There is a lot of misunderstanding out there regarding the equity research experience at the bulge bracket investment banks in comparison to that at boutiques or smaller independent shops, with some people claiming that the one and only thing to take into account is how your lead analyst is ranked on the ii or Extel rankings. This is far away from the truth, and here I am going to explain why:
1) Working at a main investment bank will get you better exposure to better clients. Your team head will decide when you are ready to start speaking to clients, but once you do, you get to interact and debate with PM’s and analysts from the likes of Blackrock, Fidelity, Alliance… as well as top hedge funds. This not only offers you the points of view of the top houses in the industry but also greatly expands your network if you are looking into making a jump into the buyside.
2) The size and quality of the sales and trading department at a bulge bracket will help you to get your name out there. If the sales people like you they will ask you loads of questions and try to grab you over to their desk when you visit the floor. This translates into more client exposure as they’ll want to bring you along with them. Sales don’t really care about hierarchy and will respect you if you know your stuff even though you might be a junior. Also interacting with traders allows you to be in the flow. When a client calls asking “why they hell is this stock up 3% if there’s been no news” you will be able to answer “oh, let me call my trader”.
3) Resources. Big banks have the capital to actually invest in department resources. I can’t tell you how awesome it is to not having to update company models every earnings because we have a guy in India who does it. You might have to proofread through it but that is so much easier then actually manually updating each model for the 15 companies you may have under coverage.
4) Management exposure. More often than not you will get more exposure to management teams outside the traditional analyst day, since they usually schedule their roadshows in liason with an investment bank. It’s pretty nice when you are 23 and you are on a first name basis with a CEO who who runs a company that is $8bn in mkt cap. If you want to jump into industry you know who to call.
5) IPO experience.
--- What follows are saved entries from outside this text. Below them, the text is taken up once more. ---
PR #180, opened 2019-11-27
Issue #125 swap expiry config

### LINKED ISSUE #125: Make swap expiry time configurable
Need to parameterise the swap expiry time via an environment variable.  It is mentioned in the FAQ, a few email and web templates, and also `lib/tasks/swaps.rake`.

baob:
Closes #125.

### DIFF
--- a/app/models/user.rb
+++ b/app/models/user.rb
@@ -36,7 +36,7 @@ class User < ApplicationRecord
 
   def potential_swap_users(number = 5)
     # Clear out swaps every few hours to keep the list fresh for people checking back
-    potential_swaps.where(["created_at < ?", DateTime.now - swap_validity_period]).destroy_all
+    potential_swaps.where(["created_at < ?", DateTime.now - 2.hours]).destroy_all
     create_potential_swaps(number)
     swaps = potential_swaps.all.eager_load(
       target_user: { constituency: [{ polls: :party }] }
--- a/app/models/user.rb
+++ b/app/models/user.rb
@@ -24,6 +24,8 @@ class User < ApplicationRecord
   after_save :send_welcome_email, if: :needs_welcome_email?
   before_destroy :clear_swap
 
+  include ApplicationHelper
+
   def omniauth_tokens(auth)
     self.token = auth.credentials.token
     if auth.credentials.expires_at
@@ -34,7 +36,7 @@ class User < ApplicationRecord
 
   def potential_swap_users(number = 5)
     # Clear out swaps every few hours to keep the list fresh for people checking back
-    potential_swaps.where(["created_at < ?", DateTime.now - 2.hours]).destroy_all
+    potential_swaps.where(["created_at < ?", DateTime.now - swap_validity_period]).destroy_all
     create_potential_swaps(number)
     swaps = potential_swaps.all.eager_load(
       target_user: { constituency: [{ polls: :party }] }
--- a/app/models/user.rb
+++ b/app/models/user.rb
@@ -24,8 +24,6 @@ class User < ApplicationRecord
   after_save :send_welcome_email, if: :needs_welcome_email?
   before_destroy :clear_swap
 
-  include ApplicationHelper
-
   def omniauth_tokens(auth)
     self.token = auth.credentials.token
     if auth.credentials.expires_at
--- a/app/views/user_mailer/welcome_email.html.haml
+++ b/app/views/user_mailer/welcome_email.html.haml
@@ -19,7 +19,7 @@
 		%li If need be, check that there is a candidate standing there (there is a link below)
 		%li <em>Click your preferred voting partner to propose a vote swap!</em>
 
-	We want to find as many people as possible a good swap, so, for the final few days of the campaign, we are shortening the time for people to confirm a swap, down to just <em>*#{swap_validity_hours} hours *</em>. If the swap is not confirmed within #{swap_validity_hours} hours, you should receive an email from us saying that it has been cancelled. This is your cue to <a href="https://www.swapmyvote.uk/?utm_source=email&utm_medium=welcome_email&utm_campaign=ge2019">choose a new voting partner</a>.
+	If the swap is not confirmed within #{swap_validity_hours} hours, you should receive an email from us saying that it has been cancelled. This is your cue to <a href="https://www.swapmyvote.uk/?utm_source=email&utm_medium=welcome_email&utm_campaign=ge2019">choose a new voting partner</a>. However we want to find as many people as possible a good swap, so <strong>for the final few days of the campaign we will be shortening the time for people to confirm a swap</strong>.
 %p
 	If we all tell the people we know, it won’t be long before there’s a critical mass working together to make votes count for more. As soon as we can pair you up, we will email you on this address with the details of your new voting partner.
 %p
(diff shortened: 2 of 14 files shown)


app/models/user.rb
```diff
@@ -24,6 +24,8 @@ class User < ApplicationRecord
   after_save :send_welcome_email, if: :needs_welcome_email?
   before_destroy :clear_swap
 
+  include ApplicationHelper
```
aspiers: This actually bloats `User` quite a bit with stuff it doesn't need - could we perhaps put the helper method under a separate `swaps_helper.rb`?

baob: Yes, I can do that ... make a lot of sense

baob:
> This is great as far as it goes, but it also needs to affect the various web and email view templates which mention the swap expiry duration.

Really .. I did go hunting but didn't see anything related to the keywords swap or 'expir' . Can you point me at a couple of examples, the I'll figure out the keywords and find the rest

aspiers:
[**@baob**](https://github.com/baob) commented on [November 27, 2019 11:15 PM](https://github.com/swapmyvote/swapmyvote/pull/180#issuecomment-559282212 "2019-11-27T23:15:52Z - Replied by Github Reply Comments"):
> Really .. I did go hunting but didn't see anything related to the keywords swap or 'expir' . Can you point me at a couple of examples, then I'll figure out the keywords and find the rest

"hours" is the magic word you were looking for ;-)  Although as you probably already figured out, expiry of confirmed swaps is a totally different thing to expiry of *potential* swaps.

You'll also find a mention in the FAQ.

```
$ git grep hours                                                                                                                                           
app/models/user.rb:    # Clear out swaps every few hours to keep the list fresh for people checking back
app/models/user.rb:    potential_swaps.where(["created_at < ?", DateTime.now - 2.hours]).destroy_all
app/views/static_pages/faq.html.haml:    %p If your partner hasn't confirmed the swap, it will now automatically cancel after 48 hours and we will email both >
app/views/static_pages/faq.html.haml:        waiting for your proposed partner to confirm a swap - they only have <strike>48</strike> - <strike>24</strike> - >
app/views/user/swaps/_list_potential_swaps.html.haml:   This list will refresh in 2 hours if none of these are a good match for you.
app/views/user_mailer/confirm_swap.html.haml:   If we don't get a confirmation in the next 6 hours, we'll have to look for someone else to swap
app/views/user_mailer/welcome_email.html.haml:  We want to find as many people as possible a good swap, so, for the final few days of the campaign, we are sho>
app/views/users/show/_confirm_outgoing_swap.html.haml:  If we don't hear back from them in 6 hours, we'll cancel the swap and you can pick someone else.
lib/tasks/swaps.rake:  desc "Cancel swaps which are older than 24 hours"
lib/tasks/swaps.rake:    swaps = Swap.where({confirmed: false}).where(['created_at < ?', DateTime.now - 6.hours])
```

app/models/user.rb
```diff
@@ -34,7 +36,7 @@ def omniauth_tokens(auth)
 
   def potential_swap_users(number = 5)
     # Clear out swaps every few hours to keep the list fresh for people checking back
-    potential_swaps.where(["created_at < ?", DateTime.now - 2.hours]).destroy_all
+    potential_swaps.where(["created_at < ?", DateTime.now - swap_validity_period]).destroy_all
```
aspiers: Ah no sorry, this should not be touched.  Expiry of confirmed swaps is what we want to parameterise, and that's a totally different thing to expiry of *potential* swaps.

baob: > a totally different thing to expiry of potential swaps.

I obviously haven't got my head round what the app does with all the data yet, apologies. Will fix obviously.

baob: Fix pushed

app/models/user.rb
baob: fix pushed

aspiers:
OK, I guess you're still working on the templates and FAQ?  This is definitely M0 BTW.

baob:
@aspiers @tdg We need to come up with an alternative in the template that says:
`so, for the final few days of the campaign, we are shortening the time for people to confirm a swap ...'

Ideas ?

tdg:
https://github.com/swapmyvote/swapmyvote/pull/180#issuecomment-559493003

 The context is that, for previous elections, we had longer expiry times on swap confirmation – I think we may even have started without an expiry time! This election I propose we start with 48 hours. 

The line you mention will come into play a few days before the election when we change to 24 hours and 12 and even 6 - does that answer your question?

baob:
> The line you mention will come into play a few days before the election when we change to 24 hours and 12 and even 6 - does that answer your question?

@tdg I understand the context. What I don't know is what you want to replace this with right now:

"We want to find as many people as possible a good swap, so, for the final few days of the campaign, we are shortening the time for people to confirm a swap, down to just <em>*#{swap_validity_hours} hours *</em>. If the swap is not confirmed within #{swap_validity_hours} hours, you should receive an email from us saying that it has been cancelled. This is your cue to <a href="https://www.swapmyvote.uk/?utm_source=email&utm_medium=welcome_email&utm_campaign=ge2019">choose a new voting partner</a>".

I mean ... I could come up with text if you have no strong feelings, but I thought you might have strong ideas about the text ? Should I just delete the first sentence right now ?

app/views/user_mailer/welcome_email.html.haml
```diff
@@ -19,7 +19,7 @@
 		%li If need be, check that there is a candidate standing there (there is a link below)
 		%li <em>Click your preferred voting partner to propose a vote swap!</em>
 
-	We want to find as many people as possible a good swap, so, for the final few days of the campaign, we are shortening the time for people to confirm a swap, down to just <em>*6 hours*</em>. If the swap is not confirmed within 6 hours, you should receive an email from us saying that it has been cancelled. This is your cue to <a href="https://www.swapmyvote.uk/?utm_source=email&utm_medium=welcome_email&utm_campaign=ge2019">choose a new voting partner</a>.
+	We want to find as many people as possible a good swap, so, for the final few days of the campaign, we are shortening the time for people to confirm a swap, down to just <em>*#{swap_validity_hours} hours *</em>. If the swap is not confirmed within #{swap_validity_hours} hours, you should receive an email from us saying that it has been cancelled. This is your cue to <a href="https://www.swapmyvote.uk/?utm_source=email&utm_medium=welcome_email&utm_campaign=ge2019">choose a new voting partner</a>.
```
aspiers:
```suggestion
	If the swap is not confirmed within #{swap_validity_hours} hours, you should receive an email from us saying that it has been cancelled. This is your cue to <a href="https://www.swapmyvote.uk/?utm_source=email&utm_medium=welcome_email&utm_campaign=ge2019">choose a new voting partner</a>. However we want to find as many people as possible a good swap, so <strong>for the final few days of the campaign we will be shortening the time for people to confirm a swap</strong>.
```

aspiers:
@baob 
[**@baob**](https://github.com/baob) commented on [November 28, 2019 1:55 PM](https://github.com/swapmyvote/swapmyvote/pull/180#issuecomment-559503414 "2019-11-28T13:55:20Z - Replied by Github Reply Comments"):
> I mean ... I could come up with text if you have no strong feelings, but I thought you might have strong ideas about the text ? Should I just delete the first sentence right now ?

I've suggested new text above.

If your sector is hot or you work for a top ranked analyst you will get a lot of IPO’s in your space simply because the company wants the top analyst to market them. This translates into you (aka the junior analyst) to be the guy who has to build the vetting model and write a substantial part of the initiation and marketing report. This is great experience to draw from when you are interviewing.
So all things considered, if you are in a position to choose between a junior role at a main investment bank or a smaller independent shop, take the bulge bracket offer and never look back.